## SUPPLIED MATERIAL
BEGIN
PR #71, opened 2019-05-22
Use the correct API hostname

taylorsj1980:


docker-compose.yml
```diff
@@ -34,6 +34,7 @@ services:
       KMS_SESSION_CMK_ALIAS: 'alias/viewer-sessions-cmk-alias'
 
       # Local only
+      API_SERVICE_HOSTNAME: http://api-web
```
nsmithuk:
```suggestion
      API_SERVICE_HOSTNAME: api-web
```
The AWS variable won't have the protocol, se we need to remove it from here. And we'll need to add it somewhere in the PHP. Perhaps in the `ApiClient\Client`?

taylorsj1980: As discussed, we have moved the protocol to the terraform variable and renamed to URL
END
## REQUIREMENT
Each line above, from the one that contains "The AWS variable" to the last line of the records, should be repeated exactly. Leave out all others.

## ANSWER TO THIS PROBLEM
The AWS variable won't have the protocol, se we need to remove it from here. And we'll need to add it somewhere in the PHP. Perhaps in the `ApiClient\Client`?

taylorsj1980: As discussed, we have moved the protocol to the terraform variable and renamed to URL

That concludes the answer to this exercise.